PR #1070, opened 2022-09-26
Replace ParaOneWord with ParaWordGlued

ykuzmenko73:
GlueTextFragments style was implemented using ParaOneWord  with defined Cols inside, it leaded to the broken interactive elements.
Replaced with ParaWordGlued - it instructs Word Grouping algorithm to keep words on the same line

### DIFF
--- a/lib/form/paragraph3.flow
+++ b/lib/form/paragraph3.flow
@@ -86,13 +86,13 @@ reconstructed on each reflow, because we combine them together to have as few sp
 possible, and because rendering words in the same sprite improves the interword spacing.
 */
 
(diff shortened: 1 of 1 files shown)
_ _ _ _ _ _ _
• **Work to be completed**
Repeat nothing before the line containing "Replaced with ParaWordGlued"; repeat that line and every later line of the listing exactly.

• **Exercise output**
Replaced with ParaWordGlued - it instructs Word Grouping algorithm to keep words on the same line

### DIFF
--- a/lib/form/paragraph3.flow
+++ b/lib/form/paragraph3.flow
@@ -86,13 +86,13 @@ reconstructed on each reflow, because we combine them together to have as few sp
 possible, and because rendering words in the same sprite improves the interword spacing.
 */
 
(diff shortened: 1 of 1 files shown)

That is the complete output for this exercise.